Saved data entries:
○ ○ ○ ○

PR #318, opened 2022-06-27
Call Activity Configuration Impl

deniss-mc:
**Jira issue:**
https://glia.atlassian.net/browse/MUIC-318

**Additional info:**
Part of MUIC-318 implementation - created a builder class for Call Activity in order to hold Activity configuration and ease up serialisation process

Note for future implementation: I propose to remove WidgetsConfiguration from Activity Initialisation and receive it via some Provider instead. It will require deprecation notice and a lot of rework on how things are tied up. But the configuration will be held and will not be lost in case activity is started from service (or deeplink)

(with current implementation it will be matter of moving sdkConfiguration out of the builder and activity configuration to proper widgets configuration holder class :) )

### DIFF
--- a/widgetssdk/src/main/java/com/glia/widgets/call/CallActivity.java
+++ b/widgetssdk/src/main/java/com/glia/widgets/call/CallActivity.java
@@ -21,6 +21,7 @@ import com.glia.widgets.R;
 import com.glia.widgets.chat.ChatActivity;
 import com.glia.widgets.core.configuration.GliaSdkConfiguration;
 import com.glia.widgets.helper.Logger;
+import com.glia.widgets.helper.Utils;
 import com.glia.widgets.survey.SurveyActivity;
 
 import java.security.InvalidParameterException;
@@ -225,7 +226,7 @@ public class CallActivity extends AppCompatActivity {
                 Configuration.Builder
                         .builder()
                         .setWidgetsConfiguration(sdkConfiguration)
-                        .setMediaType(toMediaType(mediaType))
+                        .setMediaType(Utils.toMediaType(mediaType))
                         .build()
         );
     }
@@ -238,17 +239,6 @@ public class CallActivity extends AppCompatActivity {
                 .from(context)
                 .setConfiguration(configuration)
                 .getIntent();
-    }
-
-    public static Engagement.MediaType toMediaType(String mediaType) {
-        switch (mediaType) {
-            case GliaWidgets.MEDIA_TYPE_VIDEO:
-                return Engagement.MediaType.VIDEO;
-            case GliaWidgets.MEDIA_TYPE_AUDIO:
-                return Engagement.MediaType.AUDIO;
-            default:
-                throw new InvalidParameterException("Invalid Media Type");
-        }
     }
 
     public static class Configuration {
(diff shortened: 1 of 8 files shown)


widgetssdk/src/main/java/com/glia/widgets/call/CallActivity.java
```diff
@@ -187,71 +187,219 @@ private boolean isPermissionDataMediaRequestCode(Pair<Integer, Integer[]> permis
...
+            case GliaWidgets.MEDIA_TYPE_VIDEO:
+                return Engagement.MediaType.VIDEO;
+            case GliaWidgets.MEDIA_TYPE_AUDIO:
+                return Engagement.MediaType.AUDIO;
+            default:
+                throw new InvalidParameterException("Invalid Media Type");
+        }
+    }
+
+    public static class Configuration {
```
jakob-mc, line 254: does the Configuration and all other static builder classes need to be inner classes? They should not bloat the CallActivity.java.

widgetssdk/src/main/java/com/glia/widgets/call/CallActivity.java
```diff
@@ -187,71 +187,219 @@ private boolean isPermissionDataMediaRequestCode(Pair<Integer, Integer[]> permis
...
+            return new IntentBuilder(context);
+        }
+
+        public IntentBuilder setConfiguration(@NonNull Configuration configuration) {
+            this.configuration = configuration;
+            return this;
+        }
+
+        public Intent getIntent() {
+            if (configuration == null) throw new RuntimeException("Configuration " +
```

○ ○ ○ ○

**Description of the task**
Print the records above again, every one, exactly as written.

**Solution to this exercise**
PR #318, opened 2022-06-27
Call Activity Configuration Impl

deniss-mc:
**Jira issue:**
https://glia.atlassian.net/browse/MUIC-318

**Additional info:**
Part of MUIC-318 implementation - created a builder class for Call Activity in order to hold Activity configuration and ease up serialisation process

Note for future implementation: I propose to remove WidgetsConfiguration from Activity Initialisation and receive it via some Provider instead. It will require deprecation notice and a lot of rework on how things are tied up. But the configuration will be held and will not be lost in case activity is started from service (or deeplink)

(with current implementation it will be matter of moving sdkConfiguration out of the builder and activity configuration to proper widgets configuration holder class :) )

### DIFF
--- a/widgetssdk/src/main/java/com/glia/widgets/call/CallActivity.java
+++ b/widgetssdk/src/main/java/com/glia/widgets/call/CallActivity.java
@@ -21,6 +21,7 @@ import com.glia.widgets.R;
 import com.glia.widgets.chat.ChatActivity;
 import com.glia.widgets.core.configuration.GliaSdkConfiguration;
 import com.glia.widgets.helper.Logger;
+import com.glia.widgets.helper.Utils;
 import com.glia.widgets.survey.SurveyActivity;
 
 import java.security.InvalidParameterException;
@@ -225,7 +226,7 @@ public class CallActivity extends AppCompatActivity {
                 Configuration.Builder
                         .builder()
                         .setWidgetsConfiguration(sdkConfiguration)
-                        .setMediaType(toMediaType(mediaType))
+                        .setMediaType(Utils.toMediaType(mediaType))
                         .build()
         );
     }
@@ -238,17 +239,6 @@ public class CallActivity extends AppCompatActivity {
                 .from(context)
                 .setConfiguration(configuration)
                 .getIntent();
-    }
-
-    public static Engagement.MediaType toMediaType(String mediaType) {
-        switch (mediaType) {
-            case GliaWidgets.MEDIA_TYPE_VIDEO:
-                return Engagement.MediaType.VIDEO;
-            case GliaWidgets.MEDIA_TYPE_AUDIO:
-                return Engagement.MediaType.AUDIO;
-            default:
-                throw new InvalidParameterException("Invalid Media Type");
-        }
     }
 
     public static class Configuration {
(diff shortened: 1 of 8 files shown)


widgetssdk/src/main/java/com/glia/widgets/call/CallActivity.java
```diff
@@ -187,71 +187,219 @@ private boolean isPermissionDataMediaRequestCode(Pair<Integer, Integer[]> permis
...
+            case GliaWidgets.MEDIA_TYPE_VIDEO:
+                return Engagement.MediaType.VIDEO;
+            case GliaWidgets.MEDIA_TYPE_AUDIO:
+                return Engagement.MediaType.AUDIO;
+            default:
+                throw new InvalidParameterException("Invalid Media Type");
+        }
+    }
+
+    public static class Configuration {
```
jakob-mc, line 254: does the Configuration and all other static builder classes need to be inner classes? They should not bloat the CallActivity.java.

widgetssdk/src/main/java/com/glia/widgets/call/CallActivity.java
```diff
@@ -187,71 +187,219 @@ private boolean isPermissionDataMediaRequestCode(Pair<Integer, Integer[]> permis
...
+            return new IntentBuilder(context);
+        }
+
+        public IntentBuilder setConfiguration(@NonNull Configuration configuration) {
+            this.configuration = configuration;
+            return this;
+        }
+
+        public Intent getIntent() {
+            if (configuration == null) throw new RuntimeException("Configuration " +
```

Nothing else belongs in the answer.